Марина Мнишек - страница 166
Ей не повезло не только в русской, но и в польской историографии. Достаточно вспомнить приведенные в книге основанные на солдатских байках обвинения историка середины XVII века Кобержицкого или упреки профессора Александра Гиршберга, обвинявшего дочь Мнишков в безмерной гордыне и честолюбии. Менее заметны на этом фоне попытки действительно разобраться, что же происходило с Мариной Мнишек «от Самбора до Астрахани». Уже говорилось о том, что отец Павел Пирлинг оказался едва ли не единственным, кто увидел в Марине живой человеческий характер, а не средоточие всех пороков. «Надо заметить, – размышлял он, – что история была столь же беспощадна к Марине, как и сама действительность. Как польские, так и русские писатели осыпали ее самыми тяжкими обвинениями. В глазах этих судей детище самборских бернардинцев оказывается существом без стыда и совести. Самый патриотизм Марины подвергается сомнению. Зато ей приписывается необузданное честолюбие, готовое на всевозможные жертвы во имя миража царской власти, предназначенной ее сыну…» Нет, отец Павел Пирлинг вовсе не пытается идеализировать ее: «Говоря по правде, действия Марины свидетельствуют скорее против нее, нежели в ее пользу. Так ясно мы представляем себе эту наездницу в мужском платье, со свитой из лихих казаков. Героиня больших дорог, она бешено скачет, собирая вокруг себя темных искателей приключений…» Но он задает главные вопросы, которые хотелось бы адресовать и читателям этой книги: «Но кто скажет, в какой мере Марина была свободна или, напротив, связана чужой волей в своих поступках? Являлась ли она жертвой собственных страстей или же ее просто подхватил и унес вихрь событий?»[517]
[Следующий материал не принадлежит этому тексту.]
PR #3002, opened 2026-08-13
fix(review-diff): make a big range reviewable — and fix the per-tick cost that made it unreviewable

sinelaw:
Reviewing `HEAD~100..HEAD` opened on a list of file headers with **no diff at all**. Opening a file from the FILES panel made that one file appear; going back to the unified area still showed nothing else.

The reported bug was a small one in the review plugin. Chasing why the workaround for it was necessary turned up three host defects that made any heavily-decorated buffer cost more per keystroke the more it held.

## The reported bug

Above 20 000 diff lines the stream rendered one file at a time. Which file came from `ensureFocusFile`, which takes the first entry of `visibleFiles()` — the sidebar's dir-grouped order. The stream is emitted in `state.files` order — git's. On any tree deeper than one level those disagree, so the single expanded file sat somewhere in the middle of seventy headers while the cursor stayed at row 1. Nothing on the headers said a body was missing either: they all carried the expanded `▾`.

## Why the cap existed, and why it's gone

The one-file-at-a-time mode was compensating for cost that grew with a buffer's content. Measuring it (`review_diff_layout_bench`) put the shape beyond doubt: an ordinary 100 000-line buffer renders flat at ~1.9ms/frame, while a review of the same size cost 862ms/frame and 3.8s per keystroke. Three causes, each found by measurement rather than reading:

**The plugin state snapshot deep-copied every text property of every buffer, on every tick.** A review row carries one property each. Splitting the harness tick from the paint isolated it: painting a 20k-line review and a 100k-line one cost the same 13ms, while the tick between them went from 38ms to 262ms. Of the tick's twenty-odd steps, exactly one ever exceeded 500µs.

**Rainbow-bracket colorization republished its overlays across the whole buffer every frame.** `replace_range_in_namespace(ns, 0..buffer.len(), …)` asks the marker tree for every marker in the buffer — three per overlay — to retract a few dozen bracket overlays. 98.5% of a frame was inside that one call.

**The overlay set kept a globally sorted vector.** Every add shifted and re-indexed everything after it; every namespace clear scanned the whole set; every range removal re-sorted and rebuilt the index. Bracket matching and the review's own cursor-line highlight do clear+add on every cursor move, so holding an arrow key paid for 40 000 unrelated overlays each time.

With those fixed, a 100k-line review costs what a 20k-line one does on every interactive path — 35ms per cursor move either way — so the layout budget bought nothing but a review that hid files from the reader. It, its config field, its "not loaded" headers and its i18n keys are all removed. `focusOnly` now means only what its name says: the side-by-side composite, which is per-file by construction.

## Changes

**Review plugin** — the budget removed; `visibleHunkIndexAtCursor` and `jumpToFile` read hunk rows from the build's own map instead of counting hunks while skipping collapsed files (collapse is a conceal, so those rows are still in the stream and the count drifted by exactly the hunks it skipped — clicking the sticky header with a collapsed file above landed the cursor inside that file).

**Bracket colorization** — caches what it computed from and returns early when none of it moved; replaces over the bytes it scanned plus what the previous pass wrote, rather than the whole buffer. `OverlayManager` counts removals globally and per namespace so that cache can tell when its overlays were removed from under it.

**Overlay set** — unordered, with three indexes: marker → slot, handle → slot, namespace → slots. `add` is O(1), `remove_by_handle` a lookup, a namespace clear O(k) in its own overlays. Nothing needed the global priority order; the renderer sorts the handful it draws. Also fixes a pre-existing leak: `clear()` deleted two of each overlay's three markers, orphaning one interval per overlay in the tree forever.

**Text properties** — `TextPropertyManager` holds `Arc<[TextProperty]>` and hands out a clone of that handle, so the snapshot takes one per buffer per tick as a refcount bump. An intermediate version of this skipped the copy when a version looked unchanged; the version turned out to be the property *count*, so a panel repainting the same number of rows with new values served the old ones. Sharing removes the question rather than answering it.

## Tests

`PerfCounters` counts what the snapshot copies, and `plugin_snapshot_scaling` asserts that no tick copies a property and that a review five times the size costs the same per tick — counters rather than timings, because the same defect measured 53ms in debug and 4ms in release and a duration can't hold a line in CI.

`plugin_text_property_freshness` asserts the contract the snapshot sits in the middle of, from outside the host: a plugin writes rows with properties, reads them back, rewrites the same number of rows with different values, and must read the new ones.

Plus regression tests for the sticky-header jump, the marker leak, and range reviews laying out every file. Each new assertion was checked by reverting the fix under it — three of my first attempts passed against the broken code and were rewritten.

`review_diff_layout_bench` (ignored by default) keeps the durations, with the numbers and the reasoning in its header.

https://claude.ai/code/session_01S7D3NqdLCSCqqbTC3FPwcn


crates/fresh-editor/plugins/audit_mode.ts
```diff
@@ -5504,26 +5498,23 @@ function updateReviewStatus(): void {
...
-    // Map back to the global state.hunks index.
-    let visited = 0;
+    let best = -1;
+    let bestRow = 0;
     for (let i = 0; i < state.hunks.length; i++) {
-        const h = state.hunks[i];
-        if (state.collapsedFiles.has(fileKeyOf(h.file, h.gitStatus || 'unstaged'))) continue;
-        if (visited === visibleIdx) return i;
-        visited++;
+        const row = state.hunkRowByHunkId[state.hunks[i].id];
```
sinelaw, line 5487: The bug this rewrite fixes is still live in the sibling function `jumpToFile` (lines 2547-2565), which maps into `hunkHeaderRows` by counting hunks while skipping collapsed files:

```ts
if (state.collapsedFiles.has(hKey)) continue;   // ← not skipped in the buffer
...
const row = state.hunkHeaderRows[visibleIdx];
```

`buildDiffLines` never consults `collapsedFiles` (collapse is a conceal applied by `applyFolds`), so `hunkHeaderRows` still contains every collapsed file's hunk headers — exactly the drift the new doc comment describes.

Sequence: unified stream with file A (2 hunks) above file B. Enter on A's header to collapse it. Scroll so B is the pinned file and click the sticky header → `jumpToFile(B)` skips A's two hunks while counting, gets `visibleIdx = 0`, and jumps to `hunkHeaderRows[0]` — A's first hunk, a folded row in the wrong file, instead of B's first hunk.

Same one-line fix as here: once `foundGlobal >= 0`, use `state.hunkRowByHunkId[state.hunks[foundGlobal].id]` and drop the `visibleIdx` counting entirely.

---

crates/fresh-editor/plugins/audit_mode.ts
```diff
@@ -2994,6 +2981,13 @@ function review_toggle_file_collapse() {
     const headerFile = fileHeaderUnderCursor();
     if (headerFile) {
         const key = fileKey(headerFile);
+        // Nothing under the header to fold: the file is past the stream's
+        // layout budget, so the key that expands a header loads it.
+        if (!fileBodyRendered(key)) {
```
sinelaw: This branch can never fire, and its comment describes a mechanism deleted in this same PR.

`review_toggle_file_collapse` is only reachable from `review_enter_dispatch`, which returns early at the `state.centerComposite` check (line ~3217) whenever the composite is up. So it only ever runs on the unified path, where `focusOnly` is false and `fileBodyRendered()` is unconditionally true. There is no "past the stream's layout budget" case left.

Two sibling `fileBodyRendered` branches added by the budget commit are dead for the same reason:

- `on_review_mouse_click` line 2631 — that loop only runs under `if (data.buffer_id === diffId)`, and the unified text buffer is not the mounted center buffer in side-by-side, so `focusOnly` is always false there.
- `jumpToComment` line 2734 — the composite case already returned at line 2702, so this is reachable only in the transient window while an async composite build is in flight.

The two genuinely live call sites (`onFilesTreeSelect` 2338, `jumpToGlobalHunk` 5529) still say "the stream's budget stopped short of it". Suggest deleting the three dead branches and rewording those two to name side-by-side, so the only surviving mention of the budget is the deliberate historical note in `syncFocusMode`.

---

crates/fresh-editor/src/app/plugin_dispatch.rs
```diff
@@ -6609,11 +6628,23 @@ impl Window {
...
-                    .buffer_text_properties
-                    .insert(*buffer_id, state.text_properties.all().to_vec());
+            // Store text properties if this buffer has any, and only if the
+            // copy in hand is stale.
+            if state.text_properties.is_empty() {
+                snapshot.buffer_text_properties.remove(buffer_id);
+                snapshot.buffer_text_property_versions.remove(buffer_id);
+            } else {
+                let version = state.text_properties.version();
+                if snapshot.buffer_text_property_versions.get(buffer_id) != Some(&version) {
```
sinelaw: This guard is equivalent to comparing property *counts*, so a re-render that keeps the count serves the plugin the previous render's properties forever.

`TextPropertyManager::version` does not survive a whole-manager replacement, and replacement is the only way a buffer's properties are ever set. `set_virtual_buffer_content` (`virtual_buffers.rs:455`) does `state.text_properties = properties`, where `properties` came from `TextPropertyManager::from_entries` — a manager built by `Self::new()` (version 0) plus one `add()` per property. So after every `setBufferContent` the version is exactly `len()`, and this comparison can only ever notice a change in the number of properties.

Concrete sequence:
1. A plugin renders a panel whose rows carry properties — e.g. the review plugin's sticky header, one row with `{file: "a.rs", line: 10}`. `from_entries` → version 1, snapshot copies it.
2. The cursor moves to another file; the plugin re-renders the same panel with `{file: "b.rs", line: 400}`. `from_entries` → version 1 again.
3. `snapshot.buffer_text_property_versions.get(id) == Some(&1)`, so the copy is skipped. `snapshot.buffer_text_properties` still holds `{file: "a.rs", line: 10}`.
4. `getTextPropertiesAtCursor` (`quickjs_backend.rs:304`) answers from that stale vec, so "open this row" navigates to the wrong file/line.

It is not limited to one-row panels: any re-render with an unchanged number of property-bearing entries hits it — a list whose selection moved, a re-sorted tree, a diff re-laid-out at the same row count. The stale `start`/`end` offsets also no longer line up with the new text, so the cursor can match a different property or none at all.

The pre-existing behaviour was a full copy every tick, so nothing masked this before. `TextPropertyManager::version`'s doc ("moves on every mutation, and on nothing else") is what is untrue here — the counter needs to survive replacement. Sourcing it from a process-global `AtomicU64` bump inside `add`/`set_all`/`clear`, or adding a `replace_with(&mut self, other)` that keeps `self.version + 1` and using it at `virtual_buffers.rs:455`, would both close it.

---

crates/fresh-editor/tests/e2e/plugins/review_diff_ux_bugs.rs
```diff
@@ -2016,3 +2016,154 @@ fn test_issue2117_discard_hunk_with_no_trailing_newline() {
...
+    open_review_range_head(&mut harness);
+
+    let screen = harness.screen_to_string();
+    assert!(
+        screen.contains("DEEP_MARKER"),
+        "the stream must open on real diff content, not a wall of headers. \
+         Screen:\n{screen}"
+    );
+    assert!(
+        !screen.contains("not loaded"),
```
sinelaw: This assertion cannot fail. The `not loaded` marker, its i18n keys and the code that emitted it are all deleted in this PR — the string does not exist anywhere in `audit_mode.ts` or `audit_mode.i18n.json` any more — so it is vacuous here and again at line 2162.

The other half of the gap: this test is documented as the reported `HEAD~100..HEAD` case, but the repo it builds is two files / six diff lines. The defect it names was size-triggered (`totalVisibleDiffLines() > 20000`); reintroduce that exact `syncFocusMode` and this test still passes, because the changeset never reaches the threshold.

What does carry weight is `screen.contains("DEEP_MARKER")`: `fileGroups()` sorts `src/` before `src/a/`, so the sidebar's first file is `src/zeta.rs` while the diff's first is `src/a/deep.rs` — the assert fails the moment unified renders only `filesCurrentKey`. Worth saying that in the comment as the actual contract, dropping the `not loaded` canary, and — if the size axis is meant to be covered — sizing the repo past a plausible budget rather than implying it already is.

---

crates/fresh-editor/src/app/mod.rs
```diff
@@ -428,7 +428,32 @@ pub(crate) const PLUGIN_COMMAND_HANDLER_HARD_LIMIT: std::time::Duration =
     std::time::Duration::from_millis(500);
 
 /// The main editor struct - manages multiple buffers, clipboard, and rendering
+/// Counters for work whose cost must not grow with a buffer's content.
```
sinelaw, line 430: `PerfCounters` was inserted inside `Editor`'s doc comment. Line 430 (`/// The main editor struct - manages multiple buffers, clipboard, and rendering`) now documents `PerfCounters`, and `pub struct Editor` at line 451 is left with no doc comment at all. Moving that line back down to sit directly above `pub struct Editor` restores both.

---

sinelaw (commented):
Reviewed the review-diff plugin, its i18n, and the three e2e test files. The unified stream's final state is correct — the reported bug (cursor at row 1 seeing the diff-order first file while only the sidebar-order first file had a body) is fixed, since unified now lays out every file unconditionally; `filesCurrentKey`/`ensureFocusFile` stay coherent across both layouts; the `visibleHunkIndexAtCursor` rewrite is right and also fixes the filtered-file case the old counting loop got wrong. `check-types.sh audit_mode.ts` is clean apart from the pre-existing `lib/widgets.ts` errors, and no `maxExpandedDiffLines` / `not loaded` leftovers remain in the plugin or i18n.

Three things worth changing: the same visible-hunk counting bug still live in `jumpToFile`, a set of `fileBodyRendered` branches that can no longer fire (plus comments still describing the deleted budget), and a vacuous assertion in the new e2e tests.

---

crates/fresh-editor/src/view/overlay.rs
```diff
@@ -597,67 +638,99 @@ impl OverlayManager {
...
-        self.rebuild_marker_index();
     }
 
     /// Clear all overlays and their markers
     pub fn clear(&mut self, marker_list: &mut MarkerList) {
+        self.removal_epoch = self.removal_epoch.wrapping_add(1);
         for overlay in &self.overlays {
             marker_list.delete(overlay.start_marker);
             marker_list.delete(overlay.end_marker);
         }
```
sinelaw, line 657: `clear()` deletes `start_marker` and `end_marker` but never `span_marker`, so every span marker this PR introduces is leaked into the `MarkerList` permanently. Every other removal path (`swap_remove_at`) deletes all three; only this one doesn't.

Verified with a throwaway test on this branch:

```rust
// 10 overlays added -> query_range(0,1000) == 30 markers
mgr.clear(&mut ml);
assert_eq!(ml.query_range(0, 1000).len(), 0);
// left: 10, right: 0
```

The consequence is not just memory. `set_virtual_buffer_content` (app/virtual_buffers.rs:443) does `overlays.clear()` then `overlays.extend(...)` on every content set — that is the review-diff path, with a comment there noting "a big git-show diff can be ~500k overlays". Each reload leaves one orphan interval per overlay in the tree forever. Since `candidates_in`, `query_viewport`, `remove_in_range`, `remove_in_range_for_namespace` and `replace_range_in_namespace` are now *all* driven by `marker_list.query_range`, those orphans are returned by every one of those queries and then silently dropped by the `marker_to_idx.get(mid)` filter — so the `k` in the O(log N + k) this PR is buying grows without bound across reloads, and `IntervalTree` ids are monotonic (`next_id`) so they never get reclaimed either.

Fix is one line: `marker_list.delete(overlay.span_marker);` in the loop.

---

crates/fresh-editor/src/view/overlay.rs
```diff
@@ -503,19 +544,19 @@ impl OverlayManager {
...
-        // O(log N + k) for the lookup; restoring the priority-sorted
-        // invariant after `swap_remove` is O(N) (adaptive sort on a
-        // near-sorted vec) plus O(N) marker_to_idx rebuild. For typical
-        // markdown_compose workloads where overlays in a buffer share
-        // the same priority, the adaptive sort is a no-op pass.
+        self.removal_epoch = self.removal_epoch.wrapping_add(1);
+        // O(log N + k) throughout: the marker tree narrows the candidates
+        // and each removal patches only its own index entries.
         // Spanning overlays (start < range.start && end > range.end) are
         // not detected — same precondition as ConcealManager.
```
sinelaw, line 563: This comment is no longer true as of this PR, and the behaviour change it hides is silent.

At the merge base, `marker_to_idx` held only `start_marker` and `end_marker` (`git show <base>:.../overlay.rs` — the two `marker_to_idx.insert` pairs), so an overlay with `start < range.start && end > range.end` produced no candidate and survived. This PR registers `span_marker` too (`index_entry`), and the span is an interval covering the whole extent, so `query_range` now *does* return spanning overlays as candidates — and the filter below (`start < range.end && range.start < end`) accepts them. Same for `remove_in_range_for_namespace` and `replace_range_in_namespace`.

Concrete effect: a plugin's `clear_overlays_in_range(start, end)` for one line inside a multi-line overlay (a hunk-wide `extend_to_line_end` background, a code-tour step range, a multi-line diagnostic) used to leave that overlay alone and now deletes it. Nothing in the test suite pins either behaviour.

Either drop the comment and note the widened semantics in the docstring, or keep the old precondition by skipping candidates reached only via `span_marker`. Please pick deliberately — right now it reads as if nothing changed.

---

crates/fresh-editor/src/view/overlay.rs
```diff
@@ -340,109 +356,133 @@ impl OverlayManager {
...
+        self.marker_to_idx.insert(end, idx);
+        self.marker_to_idx.insert(span, idx);
+        self.handle_to_idx.insert(handle, idx);
+        if let Some(ns) = namespace {
+            if let Some(slots) = self.namespace_to_idx.get_mut(&ns) {
+                slots.remove(&from);
+                slots.insert(idx);
+            }
+        }
     }
```
sinelaw, line 449: `reindex_moved` clones the handle `String` and the namespace `String` on every swap-remove, but both keys are already present in their maps — the clones only exist to dodge a borrow that `rustc` allows anyway (`self.overlays` and `self.handle_to_idx` are disjoint fields). This compiles as-is on this branch (`cargo check -p fresh-editor --lib`):

```rust
fn reindex_moved(&mut self, idx: usize, from: usize) {
    let overlay = &self.overlays[idx];
    self.marker_to_idx.insert(overlay.start_marker, idx);
    self.marker_to_idx.insert(overlay.end_marker, idx);
    self.marker_to_idx.insert(overlay.span_marker, idx);
    if let Some(slot) = self.handle_to_idx.get_mut(&overlay.handle) {
        *slot = idx;
    }
    if let Some(ns) = &overlay.namespace {
        if let Some(slots) = self.namespace_to_idx.get_mut(ns) {
            slots.remove(&from);
            slots.insert(idx);
        }
    }
}
```

Same in `index_entry` for the namespace: `entry(ns).or_default()` forces an owned key on every add, though the key is new only for the first overlay of a namespace. That one runs once per `add`/`extend` element, so the bulk path here — `set_virtual_buffer_content`'s `extend` over the whole diff — pays a `String` allocation per overlay that the pre-PR `extend` (sort + rebuild) did not.

---

crates/fresh-editor/src/view/overlay.rs
```diff
@@ -597,67 +638,99 @@ impl OverlayManager {
...
-        for (i, o) in self.overlays.iter().enumerate() {
-            self.marker_to_idx.insert(o.start_marker, i);
-            self.marker_to_idx.insert(o.end_marker, i);
-            self.marker_to_idx.insert(o.span_marker, i);
+        self.handle_to_idx.clear();
+        self.namespace_to_idx.clear();
+        for idx in 0..self.overlays.len() {
+            self.index_entry(idx);
         }
     }
```
sinelaw: `rebuild_indexes` has no callers left — the sorts that used the old `rebuild_marker_index` are gone, and no test invokes it. It builds with a warning:

```
warning: method `rebuild_indexes` is never used
   --> crates/fresh-editor/src/view/overlay.rs:675:8
```

Delete it; `index_entry` covers every live path.

---

sinelaw (commented):
Reviewed `view/overlay.rs` and its call sites. The index maintenance itself holds up — I could not construct a sequence that leaves a stale or aliased slot. Four things worth acting on: a leaked `span_marker` in `clear()`, a silent widening of `remove_in_range` semantics that its comment still denies, avoidable per-add/per-swap `String` clones on the bulk path, and a dead `rebuild_indexes`.

---

crates/fresh-editor/src/app/mod.rs
sinelaw: Fixed — the doc line is back directly above `pub struct Editor`, and `PerfCounters` has its own.

Not acting on the sibling finding about `remove_in_range` semantics, though, because it was read against the wrong baseline. `origin/master` in this clone is two commits behind where the branch actually started (`eaeab81`), and the span marker landed in between:

```
$ git show eaeab81:crates/fresh-editor/src/view/overlay.rs | grep -n span_marker
165:    pub span_marker: MarkerId,
361:            self.marker_to_idx.insert(o.span_marker, i);
388:            self.marker_to_idx.remove(&overlay.span_marker);
```

So `marker_to_idx` already held span markers before this branch, and `remove_in_range` already returned spanning overlays as candidates. The stale comment about them not being detected predates this work; nothing widened here.

The `clear()` leak in the same file was real and is fixed, with a test that counts markers before and after — that one holds against `eaeab81` too, where `clear()` deletes only the two endpoints.

---

sinelaw:
`test ubuntu-latest` is red here, and it isn't this branch. Recording the evidence rather than just asserting it.

Two runs of the same commit (`18d9bc0`) failed on **different** tests, and a master run from before this branch's base fails the same way:

| run | commit | platform | failure |
|---|---|---|---|
| master `560c435` (predates this branch) | base | macOS | `devcontainer_spec_conformance::no_user_means_no_dash_u_flag` — 8890/8891 passed |
| this PR, run 1 | `18d9bc0` | Linux | `devcontainer_spec_conformance::lifecycle_hooks_fire_in_spec_order_during_up` — 9089/9090 passed |
| this PR, re-run | `18d9bc0` | Linux | `remote_channel_timeout_tests::test_reconnection_via_replace_transport` — **timed out at 180s**, 9089/9090 passed |

All three are wall-clock-bound: the devcontainer ones poll for a file a spawned lifecycle hook writes, against a 10s deadline; the remote-channel one has a 180s cap. Total suite time swung 1401s → 1630s between two runs of identical code, which is the kind of variance that pushes them over. `master` is red in 6 of its last 15 CI runs.

Everything this branch adds passed on all three platforms, including in the runs that failed elsewhere: text-property freshness, snapshot scaling counters, sticky-header jump, the marker-leak test, and the range-review layout tests. `test macos-latest` and `test windows-latest` are green on `18d9bc0`, as are fmt, clippy, doc, schema, actionlint, check-no-plugins and build-musl.

I've re-run the job once; happy to re-run again, but at a ~40% base failure rate that's luck rather than signal. If these tests are worth stabilising, `retries` in the nextest profile would stop them gating unrelated PRs — out of scope for this one.

---

crates/fresh-editor/plugins/audit_mode.ts
sinelaw: Addressed in `74635d0`. `jumpToFile` now finds the file's first hunk and reads its row from `hunkRowByHunkId`, with the `visibleIdx` counting gone.

Worth noting the reachability, since it shaped the test: `jumpToFile` has exactly one caller — a click on the sticky header. My first regression test drove `.` instead and passed against the broken code; so did the second, which asserted on the sticky header's text (with a small diff the viewport top sits above every file header, so it shows the fallback summary either way). The test that landed clicks the sticky row and asserts on the plugin's own hunk index; reverted, it reports "landed on hunk 1 of 2, inside the collapsed file above".

---

crates/fresh-editor/plugins/audit_mode.ts
sinelaw: Mostly addressed in `74635d0`.

Deleted the two branches that are provably unreachable — `review_toggle_file_collapse` and the file-header case in `on_review_mouse_click`, both of which only run against the diff buffer, which isn't mounted in side-by-side.

Kept the one in `jumpToComment`, on your own reasoning: you note it's reachable in the transient window while an async composite build is in flight. A guard that costs one call and is correct in both layouts is worth keeping over a race I'd have to prove impossible.

Reworded the comments at the two live sites (`onFilesTreeSelect`, `jumpToGlobalHunk`) plus `jumpToComment` to name side-by-side, so the only surviving mention of the budget is the deliberate note in `syncFocusMode`.

---

crates/fresh-editor/src/app/plugin_dispatch.rs
sinelaw: Correct, and the best catch on this branch — thank you. Verified before acting: `from_entries` builds `Self::new()` and `add()`s one property each, and `virtual_buffers.rs:455` replaces the whole manager, so the version really was the property count.

Fixed twice, and the second time is the one that matters:

`74635d0` took your first suggestion — a process-global `AtomicU64`, so no two managers can share a version and a replacement always reads as a change.

`18d9bc0` then removed the version entirely. `TextPropertyManager` holds `Arc<[TextProperty]>` and hands out a clone of that handle, so the snapshot takes one per buffer per tick as a refcount bump. That deletes the version, the counter, the snapshot's parallel version map, the dead-buffer pruning and the carried-across-ticks state — the operation the check was skipping is now free, so there is no freshness question to answer. Two designs and two invalidation bugs in one branch was the argument for it.

`plugin_text_property_freshness` is the test this was missing: a plugin writes rows with properties, reads them back, rewrites the same number of rows with different values, and must read the new ones. It asserts from outside the host, so it holds whatever the host does underneath — against the count-based check it reports reading `a.rs` after `b.rs` was written, which is your sequence exactly.

---

crates/fresh-editor/tests/e2e/plugins/review_diff_ux_bugs.rs
sinelaw: Half addressed, half deliberately not.

**Addressed:** both `not loaded` assertions are gone, and the comment now states what you identified as the load-bearing contract — the sidebar sorts `src/` above `src/a/` while the diff starts at `src/a/deep.rs`, so `DEEP_MARKER` fails the moment unified renders only `filesCurrentKey`.

**Not addressed, on purpose:** I'm not sizing the repo past a budget. The threshold it would test no longer exists, so the test would be pinning a mechanism this PR deletes rather than a contract — and paying twenty thousand diff lines of setup per run to do it. What's worth pinning is that per-tick cost doesn't scale with review size, and `plugin_snapshot_scaling` does that with counters at two sizes, which is exact and fast where a size-triggered e2e test would be neither.

Your wider point stands though, and it cost me: three of my new assertions passed against the code they were meant to catch. Each one now gets reverted-and-run before it lands.

---

crates/fresh-editor/src/view/overlay.rs
sinelaw: Real bug, fixed in `74635d0` — one line, plus `clear_deletes_every_marker_it_created`, which counts markers before and after and fails with `left: 10, right: 0` on the old code.

One correction to the attribution: this is **pre-existing**, not introduced here. Your baseline was `origin/master`, which in this clone is two commits behind where the branch actually started, and the span marker landed in between:

```
$ git show eaeab81:crates/fresh-editor/src/view/overlay.rs | sed -n '/pub fn clear(&mut self, marker_list/,/^    }/p'
    pub fn clear(&mut self, marker_list: &mut MarkerList) {
        for overlay in &self.overlays {
            marker_list.delete(overlay.start_marker);
            marker_list.delete(overlay.end_marker);
        }
```

Your reasoning about *why it matters more now* holds exactly, though, and is why it was worth fixing here rather than filing: every query is driven by `marker_list.query_range` after this branch, so the orphans are returned and discarded by every one of them.

---

crates/fresh-editor/src/view/overlay.rs
sinelaw: Rejecting this one — it rests on a baseline that isn't this branch's.

`origin/master` in this clone is two commits behind where the branch started (`eaeab81`), and the span marker landed in between. At the real branch point `marker_to_idx` already held all three markers:

```
$ git show eaeab81:crates/fresh-editor/src/view/overlay.rs | grep -n span_marker
165:    pub span_marker: MarkerId,
202:        let span_marker = marker_list.create_span(range.start, range.end);
361:            self.marker_to_idx.insert(o.span_marker, i);
388:            self.marker_to_idx.remove(&overlay.span_marker);
```

So `query_range` already returned spanning overlays as candidates before this branch, and `remove_in_range` already accepted them. The stale comment about spanning overlays "not being detected" predates this work — it was already wrong when I got here, and `query_viewport`'s own docstring at the same commit describes relying on the span marker for exactly the case the comment denies.

You were right that it reads as if nothing changed, so I'd rather not leave the contradiction sitting there — but correcting a comment that was already stale is a separate change from this PR, and it deserves a test pinning whichever behaviour is intended rather than a doc edit that guesses. Leaving it.

---

crates/fresh-editor/src/view/overlay.rs
sinelaw: Addressed in `74635d0`, both halves.

`reindex_moved` re-points the keys in place via `get_mut`, as you wrote it — the disjoint-field borrow does compile, and the clones are gone.

`index_entry` now takes the `get_mut` path when the namespace is already known and only owns a key for the first overlay of a namespace, so the bulk `extend` over a whole diff no longer pays a `String` per overlay.

---

crates/fresh-editor/src/view/overlay.rs
sinelaw: Addressed in `74635d0` — deleted. `index_entry` covers every live path, as you say.

For the record on how it got there: I'd marked it `#[cfg(test)]` when the last caller went away, which silences the warning in a normal build but not in a test build — so it was dead code wearing a disguise. Deleting is right.

---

Вот в чем, наверное, ключ к пониманию судеб «царевича» Дмитрия и Марины Мнишек. Вместе они привнесли в русскую историю совсем другое, страстное, отношение к переживаниям вокруг выбора царских избранниц. Какими пресными на их фоне выглядят все семь знаменитых браков царя Ивана Грозного! Хотя, конечно, как и для многого другого в истории России Нового времени, путь был показан именно этим самодержцем. Вспомним: поведение Федора Писемского, отправленного послом к британской королеве в 1582-1583 годах в связи с предполагаемым сватовством царя к леди Мэри Гастингс, оставило такое же впечатление, как и раболепное по отношению к Марине Мнишек (даже имена невест созвучны!) поведение посла Афанасия Власьева два десятилетия спустя.
Английский купец и дипломат Джером Горсей описывал представление посла Федора Писемского леди Мэри Гастингс: «Посол… поклонился, пал ниц к ее ногам, затем поднялся, отбежал назад, не поворачиваясь спиной, что очень удивило ее и всех ее спутников. Потом он сказал через переводчика, что для него достаточно лишь взглянуть на этого ангела, который, он надеется, станет супругой его господина, он хвалил ее ангельскую наружность, сложение и необыкновенную красоту. Впоследствии ее близкие друзья при дворе прозвали ее царицей Московии». Сам посол Федор Писемский так передавал Ивану Грозному свое впечатление об увиденной им будущей царице: «Ростом высока, тонка, лицом бела, очи серы, волосом руса, нос прям, у рук пальцы тонки и долги» [518]. Да, это, конечно, не сонет Шекспира. Похоже на описание холопа в кабальной записи, но таковы были тогдашние представления русских людей о женской красоте. Они были готовы принять «царицу» или «царевича» из других государств, в которых никогда не бывали их цари. Но не Мэри Гастингс, а Марине Мнишек досталась печальная слава первой коронованной «царицы Московии» из иноземок. И вместе с ее приездом в Москву открылась неготовность москвичей мириться с вторжением чужого, иноземного опыта в уклад частной жизни русских царей, с тем, что иностранная «царица» посмеет остаться самой собой, не станет менять свое европейское платье и вести себя, как все прежние русские государыни.
До Марины Мнишек у женщины на русском троне могла существовать только одна добродетель – рождение наследника престола. Соединить, как это сделала она, освященную высокими религиозными идеалами истовость в движении к своей цели с земными страстями казалось кощунственным. Только католичка из Речи Посполитой смогла показать русскому царскому двору, верящему в колдовские наговоры, как может церемония бракосочетания сочетаться с куртуазностью.